One of the specimens of the vaginal fluids taken from the victim was delivered immediately to the laboratory of the hospital where she was being examined. This was the “wet mount” test for the determination of the motility of any spermatozoa that might be found. The remaining specimens were prepared in different manners for four other complementary tests. The following morning the pathologist in charge of the laboratory personally conducted a Pap smear test and also participated in the calculations of the spectrometer measurements of an acid phosphatase test. In the Pap smear test he observed the presence of spermatozoa. As that test involves the mounting of the specimen on a glass slide and fixing it with an alcohol based stain, the sperm he saw were necessarily immotile. The level of acid phosphatase found in the vaginal specimen established the presence of seminal fluid, as acid phosphatase is produced by the male prostate gland. The one specimen which had been delivered directly to the laboratory the night before was not seen by the pathologist.
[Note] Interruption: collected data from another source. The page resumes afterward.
PR #2940, opened 2023-07-24
Create Python virtual environments with `--system-site-packages`

sedrubal:
#### My use case

I have an ansible repository which I want to lint using `ansible-lint` in `pre-commit`. Ansible is installed system wide but `ansible-lint` is installed in the virtual environment of `pre-commit` without access to the system site packages. Thus `ansible-lint` fails to resolve some ansible modules.

### DIFF
--- a/pre_commit/languages/python.py
+++ b/pre_commit/languages/python.py
@@ -203,7 +203,7 @@ def install_environment(
         additional_dependencies: Sequence[str],
 ) -> None:
     envdir = lang_base.environment_dir(prefix, ENVIRONMENT_DIR, version)
-    venv_cmd = [sys.executable, '-mvirtualenv', envdir]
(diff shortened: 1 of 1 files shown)


asottile:
the whole point is that pre-commit provisions and maintains the whole environment in an isolated manner

sedrubal:
But why? The virtual environment ensures that all packages are available in the required version and other system packages can also be loaded. I don't see any problem here.

Do you have any other solution how I can configure `ansible-lint` to be able to resolve system site packages?

asottile:
the point of pre-commit is any contributor can clone your repo, run` pre-commit install` and all the linting tools work.  `--system-site-packages` means whatever (often messed up) state of your system is involved and not reproducible.

if you need specific dependencies, that's what `additional_dependencies` is for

This was the “wet mount” test in which the vaginal specimen was prepared in a saline solution, and according to laboratory protocol, was to be microscopically observed as soon as possible in order to determine whether any spermatozoa found was motile. This test was done during the night by the technician then on duty, Specialist Fourth Class Garcia. Garcia’s determination that immotile sperm were present was recorded on a laboratory slip, time stamped “0116”, and was available to the pathologist before the other tests were done.